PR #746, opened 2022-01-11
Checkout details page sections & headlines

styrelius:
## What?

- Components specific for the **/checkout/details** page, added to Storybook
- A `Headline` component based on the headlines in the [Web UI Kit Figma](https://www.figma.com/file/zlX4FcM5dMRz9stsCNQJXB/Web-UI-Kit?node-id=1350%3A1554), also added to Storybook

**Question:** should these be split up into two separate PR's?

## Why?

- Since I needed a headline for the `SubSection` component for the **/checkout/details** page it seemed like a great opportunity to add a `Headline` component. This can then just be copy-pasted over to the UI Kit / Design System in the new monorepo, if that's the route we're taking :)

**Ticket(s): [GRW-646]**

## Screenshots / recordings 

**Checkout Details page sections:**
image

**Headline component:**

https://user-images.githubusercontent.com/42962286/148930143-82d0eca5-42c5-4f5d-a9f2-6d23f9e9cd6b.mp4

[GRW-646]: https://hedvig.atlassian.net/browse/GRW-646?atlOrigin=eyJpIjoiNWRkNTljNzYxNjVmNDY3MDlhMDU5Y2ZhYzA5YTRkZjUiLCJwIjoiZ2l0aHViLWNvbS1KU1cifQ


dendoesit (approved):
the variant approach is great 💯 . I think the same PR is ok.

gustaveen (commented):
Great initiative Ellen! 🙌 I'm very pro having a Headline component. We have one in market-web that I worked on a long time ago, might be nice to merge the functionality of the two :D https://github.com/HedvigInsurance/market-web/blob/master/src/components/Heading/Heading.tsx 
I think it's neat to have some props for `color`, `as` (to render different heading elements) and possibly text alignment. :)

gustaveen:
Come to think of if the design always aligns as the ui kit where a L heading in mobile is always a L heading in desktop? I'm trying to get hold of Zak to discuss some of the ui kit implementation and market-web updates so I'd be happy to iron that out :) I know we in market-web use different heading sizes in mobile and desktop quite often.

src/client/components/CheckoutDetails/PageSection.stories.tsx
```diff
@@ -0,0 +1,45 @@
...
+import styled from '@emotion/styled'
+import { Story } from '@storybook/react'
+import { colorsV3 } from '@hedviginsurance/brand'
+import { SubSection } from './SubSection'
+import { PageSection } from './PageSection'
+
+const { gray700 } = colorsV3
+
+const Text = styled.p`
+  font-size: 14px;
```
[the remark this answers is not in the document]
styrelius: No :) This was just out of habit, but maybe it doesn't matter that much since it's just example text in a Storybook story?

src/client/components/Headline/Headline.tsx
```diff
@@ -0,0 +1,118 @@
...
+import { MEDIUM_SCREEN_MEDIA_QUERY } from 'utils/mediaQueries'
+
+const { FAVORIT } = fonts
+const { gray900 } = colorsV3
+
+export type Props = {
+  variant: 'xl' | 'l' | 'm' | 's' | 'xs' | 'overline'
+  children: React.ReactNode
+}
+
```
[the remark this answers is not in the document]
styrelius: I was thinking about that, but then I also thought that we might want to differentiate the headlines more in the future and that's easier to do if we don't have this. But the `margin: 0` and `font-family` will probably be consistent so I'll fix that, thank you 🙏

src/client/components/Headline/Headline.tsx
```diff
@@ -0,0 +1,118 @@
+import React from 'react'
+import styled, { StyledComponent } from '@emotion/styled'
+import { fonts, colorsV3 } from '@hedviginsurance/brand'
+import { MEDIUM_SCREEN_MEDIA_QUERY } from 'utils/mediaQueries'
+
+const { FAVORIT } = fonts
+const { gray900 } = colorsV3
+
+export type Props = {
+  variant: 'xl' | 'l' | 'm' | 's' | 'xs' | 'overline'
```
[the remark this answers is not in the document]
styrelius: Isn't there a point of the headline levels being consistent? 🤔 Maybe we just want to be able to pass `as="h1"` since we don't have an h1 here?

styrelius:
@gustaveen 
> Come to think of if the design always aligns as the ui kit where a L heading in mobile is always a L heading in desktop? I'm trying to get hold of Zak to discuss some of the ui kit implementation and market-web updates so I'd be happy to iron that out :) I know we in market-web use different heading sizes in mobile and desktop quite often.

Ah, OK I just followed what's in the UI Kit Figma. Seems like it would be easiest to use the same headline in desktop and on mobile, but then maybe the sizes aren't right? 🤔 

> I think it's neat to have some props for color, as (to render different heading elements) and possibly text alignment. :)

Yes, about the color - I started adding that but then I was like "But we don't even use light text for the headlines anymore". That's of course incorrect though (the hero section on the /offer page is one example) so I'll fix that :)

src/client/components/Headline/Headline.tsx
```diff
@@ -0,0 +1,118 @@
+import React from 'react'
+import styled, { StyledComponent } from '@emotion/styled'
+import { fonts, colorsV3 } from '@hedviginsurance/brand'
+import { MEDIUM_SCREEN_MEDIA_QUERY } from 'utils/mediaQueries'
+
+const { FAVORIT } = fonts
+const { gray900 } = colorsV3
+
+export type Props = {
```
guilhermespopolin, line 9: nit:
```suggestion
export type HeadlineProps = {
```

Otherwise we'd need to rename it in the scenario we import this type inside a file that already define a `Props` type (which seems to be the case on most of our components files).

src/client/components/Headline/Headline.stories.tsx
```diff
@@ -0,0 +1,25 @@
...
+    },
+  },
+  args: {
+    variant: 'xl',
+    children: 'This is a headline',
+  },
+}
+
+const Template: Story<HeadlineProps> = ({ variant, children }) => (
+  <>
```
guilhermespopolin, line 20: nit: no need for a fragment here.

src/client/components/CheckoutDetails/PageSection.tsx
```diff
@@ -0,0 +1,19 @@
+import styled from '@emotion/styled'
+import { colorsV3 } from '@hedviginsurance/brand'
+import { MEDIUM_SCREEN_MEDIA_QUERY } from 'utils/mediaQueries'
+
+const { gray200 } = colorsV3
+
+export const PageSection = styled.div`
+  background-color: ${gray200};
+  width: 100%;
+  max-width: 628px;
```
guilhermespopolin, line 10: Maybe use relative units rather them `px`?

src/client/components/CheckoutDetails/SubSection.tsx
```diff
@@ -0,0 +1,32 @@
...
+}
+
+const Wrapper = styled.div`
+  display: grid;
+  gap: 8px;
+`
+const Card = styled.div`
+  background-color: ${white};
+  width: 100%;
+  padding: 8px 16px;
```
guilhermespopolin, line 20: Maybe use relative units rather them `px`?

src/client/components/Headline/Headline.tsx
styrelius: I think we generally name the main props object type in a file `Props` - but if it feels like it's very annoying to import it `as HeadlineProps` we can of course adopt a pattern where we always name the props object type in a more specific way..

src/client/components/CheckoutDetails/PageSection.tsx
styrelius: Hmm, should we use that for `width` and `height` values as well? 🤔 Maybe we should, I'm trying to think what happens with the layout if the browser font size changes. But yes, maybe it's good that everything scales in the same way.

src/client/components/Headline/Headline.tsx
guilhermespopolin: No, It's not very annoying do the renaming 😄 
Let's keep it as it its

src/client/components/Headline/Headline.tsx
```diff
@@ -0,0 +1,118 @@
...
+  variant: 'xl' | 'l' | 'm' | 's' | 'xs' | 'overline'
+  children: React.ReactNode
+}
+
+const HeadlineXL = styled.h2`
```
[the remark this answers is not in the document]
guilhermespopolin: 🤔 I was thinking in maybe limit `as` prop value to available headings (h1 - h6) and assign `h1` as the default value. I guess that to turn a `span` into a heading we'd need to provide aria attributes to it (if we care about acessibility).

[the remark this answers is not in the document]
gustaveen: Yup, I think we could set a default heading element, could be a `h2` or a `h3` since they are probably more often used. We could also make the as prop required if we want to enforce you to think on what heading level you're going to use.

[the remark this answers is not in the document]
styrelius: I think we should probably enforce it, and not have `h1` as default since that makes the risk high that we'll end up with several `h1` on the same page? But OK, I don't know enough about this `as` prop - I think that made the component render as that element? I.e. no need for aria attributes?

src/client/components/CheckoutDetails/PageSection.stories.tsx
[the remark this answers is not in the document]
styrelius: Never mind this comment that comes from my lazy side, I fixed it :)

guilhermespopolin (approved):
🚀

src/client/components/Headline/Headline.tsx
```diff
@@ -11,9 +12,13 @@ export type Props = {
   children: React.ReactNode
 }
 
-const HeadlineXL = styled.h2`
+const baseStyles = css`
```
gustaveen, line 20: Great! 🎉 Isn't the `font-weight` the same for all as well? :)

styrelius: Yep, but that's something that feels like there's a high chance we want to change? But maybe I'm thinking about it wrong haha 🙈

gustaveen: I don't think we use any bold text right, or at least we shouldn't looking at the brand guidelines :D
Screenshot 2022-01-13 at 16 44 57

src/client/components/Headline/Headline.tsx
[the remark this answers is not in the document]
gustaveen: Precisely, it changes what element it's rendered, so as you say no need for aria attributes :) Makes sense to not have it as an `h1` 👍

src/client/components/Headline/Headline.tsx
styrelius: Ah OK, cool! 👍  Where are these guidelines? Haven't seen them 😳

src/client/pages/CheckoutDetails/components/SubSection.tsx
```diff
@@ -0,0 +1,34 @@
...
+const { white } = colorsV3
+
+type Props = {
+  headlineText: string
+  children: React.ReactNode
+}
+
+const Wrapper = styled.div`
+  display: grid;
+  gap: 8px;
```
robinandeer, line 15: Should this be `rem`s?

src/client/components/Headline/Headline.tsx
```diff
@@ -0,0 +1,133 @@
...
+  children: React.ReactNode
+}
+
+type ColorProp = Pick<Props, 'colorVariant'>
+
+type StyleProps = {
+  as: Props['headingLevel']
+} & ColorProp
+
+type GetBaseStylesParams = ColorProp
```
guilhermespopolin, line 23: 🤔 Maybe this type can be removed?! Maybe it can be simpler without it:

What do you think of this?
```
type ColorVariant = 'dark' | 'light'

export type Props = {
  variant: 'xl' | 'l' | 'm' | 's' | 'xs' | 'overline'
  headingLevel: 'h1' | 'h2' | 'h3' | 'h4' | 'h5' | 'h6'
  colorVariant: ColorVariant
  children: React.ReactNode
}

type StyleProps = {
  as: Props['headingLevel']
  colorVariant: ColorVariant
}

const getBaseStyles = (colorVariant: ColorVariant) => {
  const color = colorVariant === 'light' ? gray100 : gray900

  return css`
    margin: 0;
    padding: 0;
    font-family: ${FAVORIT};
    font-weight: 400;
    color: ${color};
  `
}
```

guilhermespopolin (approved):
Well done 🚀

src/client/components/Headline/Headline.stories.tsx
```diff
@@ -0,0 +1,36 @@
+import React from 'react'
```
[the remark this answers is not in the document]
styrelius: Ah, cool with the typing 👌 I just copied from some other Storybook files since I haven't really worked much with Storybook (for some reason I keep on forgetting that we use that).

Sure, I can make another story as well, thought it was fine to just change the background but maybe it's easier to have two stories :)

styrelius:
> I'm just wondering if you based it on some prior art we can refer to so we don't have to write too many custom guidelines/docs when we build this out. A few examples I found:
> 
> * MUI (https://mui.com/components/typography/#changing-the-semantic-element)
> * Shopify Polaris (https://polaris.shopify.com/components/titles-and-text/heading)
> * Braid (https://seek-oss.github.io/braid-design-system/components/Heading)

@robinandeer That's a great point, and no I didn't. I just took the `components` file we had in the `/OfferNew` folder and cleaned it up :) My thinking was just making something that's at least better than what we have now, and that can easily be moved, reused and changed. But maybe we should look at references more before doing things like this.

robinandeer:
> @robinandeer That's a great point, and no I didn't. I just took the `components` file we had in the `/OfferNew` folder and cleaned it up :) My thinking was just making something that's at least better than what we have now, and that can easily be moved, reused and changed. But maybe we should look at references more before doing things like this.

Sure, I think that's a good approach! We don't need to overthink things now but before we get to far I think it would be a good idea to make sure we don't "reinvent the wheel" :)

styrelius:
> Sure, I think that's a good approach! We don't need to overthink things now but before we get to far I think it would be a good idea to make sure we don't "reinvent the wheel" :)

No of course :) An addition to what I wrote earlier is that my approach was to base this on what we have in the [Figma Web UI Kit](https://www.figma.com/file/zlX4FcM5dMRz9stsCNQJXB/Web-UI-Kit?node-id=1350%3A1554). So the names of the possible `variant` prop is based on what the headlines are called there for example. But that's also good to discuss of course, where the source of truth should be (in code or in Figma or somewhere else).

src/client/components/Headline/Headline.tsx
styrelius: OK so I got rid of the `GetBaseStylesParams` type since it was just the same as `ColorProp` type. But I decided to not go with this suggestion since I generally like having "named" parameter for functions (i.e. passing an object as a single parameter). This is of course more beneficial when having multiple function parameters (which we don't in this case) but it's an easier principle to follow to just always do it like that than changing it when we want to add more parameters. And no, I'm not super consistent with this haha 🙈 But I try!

____________

## PROBLEM
Among the entries above, how many lines hold the string "rather"? Respond with nothing but the number.

## ANSWER BOX
2